At Notre Dame Prep in Fitchburg, Mass., George earned credit for half a core course before leaving in January 2005. Several coaches said he then went to Mount Zion, Laurinburg and Patterson in North Carolina, then to Rise Academy and Lutheran in Philadelphia.
George and his coaches say he should be eligible for college by the end of the school year. If his high school transcript is correct, that means he will have completed 13½ core courses in about 18 months.
"I just had to find a place where I was comfortable," said George, who contended that Lutheran was his third prep school.
One of the ways a nomad like George can earn eligibility is to avoid graduation. Sam Rines Jr., who opened Rise as a basketball academy, said a student could get credit for as many as eight core courses in a year. He said that if students finished their senior year and did not meet the N.C.A.A.'s eligibility standards, he encouraged them not to graduate, then to retake classes to raise their averages.
"Graduation," Mr. Rines said, " is a horrible thing."
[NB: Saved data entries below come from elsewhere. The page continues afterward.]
PR #45, opened 2017-01-10
we should produce to a lookup as well

alieander:
This swaps out the nsqd env variable for the nsqlookupd
variable. This may... or may not help things. The conversation with the lookups does not happen every time a message is being worked with, only on first connection and if something goes wrong.
Considering the way we use producers as single purpose things, this might have to talk to lookup every time we want to write a message which could introduce some latency issues.

The producer should now get, from the lookup, the nsqd that is ready for its
message.

HYD-1505

### DIFF
--- a/spec/lib/fastly_nsq/fake_backend_spec.rb
+++ b/spec/lib/fastly_nsq/fake_backend_spec.rb
@@ -57,7 +57,7 @@ RSpec.describe FastlyNsq::FakeBackend::Message do
       topic = 'death_star'
       content = 'hello'
       producer = FastlyNsq::FakeBackend::Producer.new(
-        nsqd: ENV.fetch('NSQD_TCP_ADDRESS'),
+        nsqlookupd: ENV.fetch('NSQD_TCP_ADDRESS'),
         topic: topic,
       )
       producer.write(content)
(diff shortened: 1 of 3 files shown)


spec/lib/fastly_nsq/fake_backend_spec.rb
```diff
@@ -57,7 +57,7 @@
       topic = 'death_star'
       content = 'hello'
       producer = FastlyNsq::FakeBackend::Producer.new(
-        nsqd: ENV.fetch('NSQD_TCP_ADDRESS'),
+        nsqlookupd: ENV.fetch('NSQD_TCP_ADDRESS'),
```
leklund: shouldn't this be `fetch`ing the `NSQLOOKUPD_HTTP_ADDRESS`?

leklund:
Because of the changes in #43 we are persisting producers so discovery overhead on initialization shouldn't' be a problem.

This will do regular discovery for nsqd's with a default interval of 60 seconds: https://github.com/wistia/nsq-ruby/blob/master/lib/nsq/producer.rb#L18-L21

I think we might want to up that interval to 300 or even 1500 but I'm not sure it matters that much.

spec/lib/fastly_nsq/fake_backend_spec.rb
alieander: Oops!

alieander:
we can leave it at 60 for now and see how it does in the future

Rise and Eldon are relatively new, but Redemption Christian has existed since 1979. The N.B.A. star Lamar Odom attended Redemption, known in recruiting circles for its work-study program. Students work shifts in a bakery and sell cake and cookies door to door. Redemption's founder and head administrator, the Rev. John Massey Jr., said, "Kids come here as a last resort."
Many of its basketball stars are postgraduates in need of higher standardized test scores, but it also has high school students. Yet Redemption is not registered with the New York State Department of Education, so it cannot award diplomas.
"Is the college not asking them for a bona fide high school diploma?" said Thomas Hogan, the supervisor for the office of nonpublic school services in the education department. "Because they can't legally give one."
When Laura Holmes, a vice principal at Redemption, was asked about its accreditation, its diploma policy and the percentage of the students who play basketball, she sent a 15-page fax that included positive articles about Redemption, awards given to Mr. Massey and an anonymous post defending him taken from a George Washington fan Web site, gwhoops.com (http://gwhoops.com/).
But Lorenzo Keeler said there was no comparison between Redemption and his current school, South Kent. "We were literally doing fractions in math class," he said of Redemption. "Stuff I did years and years ago."
Mr. Lennon, the head of the N.C.A.A task force, said it would focus first on schools like Redemption that are not under state regulation. "We're committed to flushing out those high schools abusing the system and putting a stop to it," he said.
One question the task force must answer: What is the maximum course load? For now, there is no rule against taking the required 14 core courses in a year. It is essentially impossible for a student at Winchendon or South Kent to take more than five core courses in a school year, the coaches there said. (Intense summer school could add one or two more.)
"If they set the limit at five, I'd be in favor of that," Coach Chillious of South Kent said.
With the task force recommendations due June 1, Mr. Lennon issued a warning: "Any student contemplating leaving their high school right now to pick up additional courses needs to be aware the N.C.A.A. will be implementing policies. They need to make sure they are taking real courses, academic courses, and not simply trying to buy eligibility."
But after years of not policing secondary schools, the biggest challenge for the N.C.A.A. will be determining which of the nation's 5,000 private schools that do not fall under state regulation are exploiting the system.
Thayer Evans contributed reporting from Carthage, Tex., for this article. Jack Begg and Sandra Jamison contributed research.